Take this HTML for example: <div><div><p>Test!</p></div>Hello<h1>HTMLKit</h1></div> i.e. the following DOM:

               <div>
                 |
    +------------+-----------+
    |            |           |
  <div>       "Hello"       <h1>
    |                        |
   <p>                   "HTMLKit"
    |
 "Test!"

What should the output for this case be? Because the first <div> element hast three child nodes. Is it something like this:

+<div></div>
+---<div></div>
+------<p>Test!</p>
+---Hello
+---<h1>HTMLKit</h1>

Here is another example for a DOM that can be created programmatically:

               <div>
                 |
    +------------+-----------+
    |            |           |
  <div>       "Hello"    "HTMLKit" 
    |
   <p>
    |
 "Test!"

The <div> contains three child nodes now, two of which are text nodes. So what is the output now? Is this correct:

+<div></div>
+---<div></div>
+------<p>Test!</p>
+---Hello
+---HTMLKit

But then this is not consistent with the <p> element, since its child text node is displayed inline and not in a separate row.

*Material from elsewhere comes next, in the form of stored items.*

PR #391, opened 2021-09-20
Now doing a check in mozillians to confirm githubUsername is set 

rtucker-mozilla:
In addition to confirming this is an application to process, now confirm that the user has a valid githubUsername and redirect to wiki page with an explanation

### DIFF
--- a/rules/GHE-Groups.js
+++ b/rules/GHE-Groups.js
@@ -7,7 +7,7 @@ function (user, context, callback) {
 
   const fetch = require('node-fetch@2.6.0');
   const AUTH0_TIMEOUT = 5000;  // milliseconds
-  const PERSONAPI_BEARER_TOKEN_REFRESH_AGE = 64800;  // 18 hours
+  const PERSONAPI_BEARER_TOKEN_REFRESH_AGE = 64770;  // 18 hours - 30 seconds for refresh timeout allowance
   const PERSONAPI_TIMEOUT = 5000;  // milliseconds
   const USER_ID = context.primaryUser || user.user_id;
   const getBearerToken = async () => {
@@ -80,6 +80,7 @@ const getPersonProfile = async () => {
             // If somehow dinopark allows a user to store an empty value
             // Let's set to null to be redirected later
             if(githubUsername.length === 0){
+              console.log("empty HACK#GITHUB")
               githubUsername = null;
             }
             //console.log("githubUsername: " +  githubUsername);
@@ -91,7 +92,7 @@ const getPersonProfile = async () => {
           // confirm the user has a githubUsername stored in mozillians, otherwise redirect
           if(!user.app_metadata.groups.includes(applicationGroupMapping[context.clientID]) || githubUsername === null){
             context.redirect = {
-               url: "https://wiki.mozilla.org/GitHub/SAML_issues"
+               url: configuration.github_enterprise_wiki_url
              };
           }
           return callback(null, user, context);
--- a/rules/GHE-Groups.js
+++ b/rules/GHE-Groups.js
@@ -1,14 +1,103 @@
-function (user, context, callback) {  
+function (user, context, callback) {
+  // dictionary of applications and their related mozillians groups to worry about
+
   const applicationGroupMapping = {
     'EnEylt4OZW6i7yCWzZmCxyCxDRp6lOY0': 'mozilliansorg_ghe_saml-test-integrations_users',
   };
-  
-  if(applicationGroupMapping[context.clientID] !== undefined){
-    if(!user.app_metadata.groups.includes(applicationGroupMapping[context.clientID])){
-        context.redirect = {
-   				url: "https://sso.mozilla.com"
- 				};
+
+  const fetch = require('node-fetch@2.6.0');
+  const AUTH0_TIMEOUT = 5000;  // milliseconds
+  const PERSONAPI_BEARER_TOKEN_REFRESH_AGE = 64800;  // 18 hours
+  const PERSONAPI_TIMEOUT = 5000;  // milliseconds
+  const USER_ID = context.primaryUser || user.user_id;
+  const getBearerToken = async () => {
+    // if we have the bearer token stored, we don't need to fetch it again
+   if (global.personapi_bearer_token &&
+        global.personapi_bearer_token_creation_time &&
+        Date.now() - global.personapi_bearer_token_creation_time < PERSONAPI_BEARER_TOKEN_REFRESH_AGE) {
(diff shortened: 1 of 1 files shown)


rules/GHE-Groups.js
```diff
@@ -1,14 +1,103 @@
...
+      // store the bearer token in the global object, so it's not constantly retrieved
+      global.personapi_bearer_token = data.access_token;
+      global.personapi_bearer_token_creation_time = Date.now();
+
+      console.log(`Successfully retrieved bearer token from Auth0`);
+      return global.personapi_bearer_token;
+    } catch (error) {
+      throw Error(`Unable to retrieve bearer token from Auth0: ${error.message}`);
+    }
+  };
```
floatingatoll, line 48: Is this brace indented wrong, maybe? Something seems off in my mental count of nesting and I wanted to make sure it's not an outright missing line.

rules/GHE-Groups.js
```diff
@@ -1,14 +1,103 @@
...
+  const fetch = require('node-fetch@2.6.0');
+  const AUTH0_TIMEOUT = 5000;  // milliseconds
+  const PERSONAPI_BEARER_TOKEN_REFRESH_AGE = 64800;  // 18 hours
+  const PERSONAPI_TIMEOUT = 5000;  // milliseconds
+  const USER_ID = context.primaryUser || user.user_id;
+  const getBearerToken = async () => {
+    // if we have the bearer token stored, we don't need to fetch it again
+   if (global.personapi_bearer_token &&
+        global.personapi_bearer_token_creation_time &&
+        Date.now() - global.personapi_bearer_token_creation_time < PERSONAPI_BEARER_TOKEN_REFRESH_AGE) {
```
floatingatoll, line 17: This rule is allowed to take up to 20 seconds to run by Auth0 before it's forcibly terminated, so it's worth making sure we have at least 20 seconds of validity left on the token, in addition to making sure it's valid at the instant that we run this. Perhaps simply `time < (REFRESH_AGE - 30)` or similar? Otherwise, users who hit the boundary condition will get hard-to-trace issues such as logins that fail midway through at a specific time of day (18h cyclic with a few minutes of drift), but work when they try again or at any other time of day.

rules/GHE-Groups.js
```diff
@@ -1,14 +1,103 @@
...
-    }
-  }
-  return callback(null, user, context);
-}
\ No newline at end of file
+        getPersonProfile().then(profile => {
+          let githubUsername = null;
+          // Get githubUsername from person api, otherwise we'll redirect
+          try {
+            githubUsername = profile.usernames.values['HACK#GITHUB'];
```
floatingatoll, line 79: Is this hard-coded value a specific keyword from CIS or something?

rules/GHE-Groups.js
```diff
@@ -1,14 +1,103 @@
...
+            // If somehow dinopark allows a user to store an empty value
+            // Let's set to null to be redirected later
+            if(githubUsername.length === 0){
+              githubUsername = null;
```
floatingatoll, line 83: You may want to log this event somehow, since it would indicate some sort of profile damage in the database. We might not ever use that log, so it's not urgent, but on the theory that we'd want to know *if* we were looking at logs, anyways.

rules/GHE-Groups.js
```diff
@@ -1,14 +1,103 @@
...
+            //console.log("githubUsername: " +  githubUsername);
+          } catch (e){
+            // Unable to do the githubUsername lookup
+          }
+          
+          // Confirm the user has the group defined from mozillians matching the application id
+          // confirm the user has a githubUsername stored in mozillians, otherwise redirect
+          if(!user.app_metadata.groups.includes(applicationGroupMapping[context.clientID]) || githubUsername === null){
+            context.redirect = {
+               url: "https://wiki.mozilla.org/GitHub/SAML_issues"
```
floatingatoll, line 94: Can this URL be stored in the `configuration` object?

floatingatoll (approved):
I'm assuming this has been tested in dev and you're able to complete an LDAP login process without impact from the rule, so in that context, r+. I left comments below that I encourage taking into account for future pushes, unless the brace-indent one is actually material and relevant.

rules/GHE-Groups.js
rtucker-mozilla: yep

rules/GHE-Groups.js
rtucker-mozilla: I resolved this by setting the lifetime to 64770

rules/GHE-Groups.js
rtucker-mozilla: it's correct

rules/GHE-Groups.js
rtucker-mozilla: yep!

rules/GHE-Groups.js
rtucker-mozilla: done!

rules/GHE-Groups.js
```diff
@@ -1,14 +1,104 @@
...
-}
\ No newline at end of file
+        getPersonProfile().then(profile => {
+          let githubUsername = null;
+          // Get githubUsername from person api, otherwise we'll redirect
+          try {
+            githubUsername = profile.usernames.values['HACK#GITHUB'];
+            // If somehow dinopark allows a user to store an empty value
+            // Let's set to null to be redirected later
+            if(githubUsername.length === 0){
```
bkochendorfer, line 82:
```suggestion
            if(githubUsername.length === 0) {
```

rules/GHE-Groups.js
```diff
@@ -1,14 +1,104 @@
...
+              console.log("empty HACK#GITHUB")
+              githubUsername = null;
+            }
+            //console.log("githubUsername: " +  githubUsername);
+          } catch (e){
```
bkochendorfer, line 87:
```suggestion
          } catch (e) {
            console.log(`Error getting GitHub username from user profile`);
```

rules/GHE-Groups.js
```diff
@@ -1,14 +1,104 @@
...
+            // Unable to do the githubUsername lookup
+          }
+          
+          // Confirm the user has the group defined from mozillians matching the application id
+          // confirm the user has a githubUsername stored in mozillians, otherwise redirect
+          if(!user.app_metadata.groups.includes(applicationGroupMapping[context.clientID]) || githubUsername === null){
```
bkochendorfer, line 93:
```suggestion
          if(!user.app_metadata.groups.includes(applicationGroupMapping[context.clientID]) || githubUsername === null) {
```

PR #398, opened 2021-09-22
sync from prod auth0 rules into git master branch

floatingatoll:
Already-live production changes that need to be incorporated back into production branch.

### DIFF
--- a/rules/GHE-Groups.json
+++ b/rules/GHE-Groups.json
@@ -1,4 +1,4 @@
 {
-    "enabled": true,
+    "enabled": false,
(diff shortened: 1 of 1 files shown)


floatingatoll:
These are already live in prod, so merging directly.

floatingatoll:
(This is since deployed, but I'm picking up the pieces from repo insanity.)

bkochendorfer (approved):

floatingatoll:
Other work has occurred that prevents this from merging. A future round of work in the repo will clean this up.

PR #402, opened 2021-09-23
import current auth0 rules from production

floatingatoll:
dumped auth0 rules from prod before proceeding with deploy


floatingatoll:
There has been a miscommunication and we're not proceeding at this time. Closing and will revisit in a future deploy.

Check the Live DOM Viewer to see what I mean.

outerHTML & textContent

You can't use outerHTML here, becase it gives you the serialized HTML of the element including its descendants, more about it here in the MDN reference. And you can't use textContent directly either, because it also includes the descendant nodes, MDN reference.

HTMLNodeIterator

The best way to iterate the DOM in tree-order is to use the HTMLNodeIterator. You can use it like this:

let str = "<div><div><p>Test!</p></div><p>Test!</p><h1>HTMLKit</h1><p>Hello there!</p></div>"
let doc = HTMLDocument(string: str)
let body = doc.body!

let iterator = body.nodeIterator()

for node in iterator {
    print(node)
}

// The output would be something like this:
// <HTMLElement: 0x7fecc85b3b20 <body>>
// <HTMLElement: 0x7fecc85b3d60 <div>>
// <HTMLElement: 0x7fecc85b3a80 <div>>
// <HTMLElement: 0x7fecc85b3f00 <p>>
// <HTMLText: 0x7fecc85b4850 "Test!">
// <HTMLElement: 0x7fecc85b4d30 <p>>
// <HTMLText: 0x7fecc85b4e80 "Test!">
// <HTMLElement: 0x7fecc85b4fa0 <h1>>
// <HTMLText: 0x7fecc85b50f0 "HTMLKit">
// <HTMLElement: 0x7fecc85b5470 <p>>
// <HTMLText: 0x7fecc85b5680 "Hello there!">

However, you lose the depth information along the way, since the iterator simply iterates the DOM as if it a was a flat list. Unfotunately there is no property specified in the HTML DOM for a node's depth.

Recursion

Another approach would be to accumulate all the nodes recursively. Here is one such variant:

struct Entry {
    let depth: Int
    let contents: String
}

func visit(_ node: HTMLNode, depth: Int) -> [Entry] {
    let contents = { () -> String in
        switch node.nodeType {
        case .element: return "<\((node as! HTMLElement).tagName)>"
        default: return node.textContent
        }
    }()

    let entry = Entry(depth: depth, contents: contents)
    let children = node.childNodes.flatMap { visit($0 as! HTMLNode, depth: depth + 1) }
    return [entry] + children
}

let str = "<div><div><p>Test!</p></div><p>Test!</p><h1>HTMLKit</h1><p>Hello there!</p></div>"
let doc = HTMLDocument(string: str)
let body = doc.body!
let entries = body.childNodes.flatMap { visit($0 as! HTMLNode, depth: 0) }

entries.forEach { entry in
    let prefix = String(repeating: "---", count: entry.depth)
    print("+\(prefix)\(entry.contents)")
}

// The output:
// +<div>
// +---<div>
// +------<p>
// +---------Test!
// +---<p>
// +------Test!
// +---<h1>
// +------HTMLKit
// +---<p>
// +------Hello there!

Alternatives

In general, DOM traversal in HTMLKit can be done via:

Let me know if I you need any further help 😉

iabudiab commented 7 years ago

@Sjoerdjanssenen Hey there! How is it going with this issue? Do you need any further help or can I close it?

iabudiab commented 7 years ago

@Sjoerdjanssenen I'll this for now. Feel free to reopen.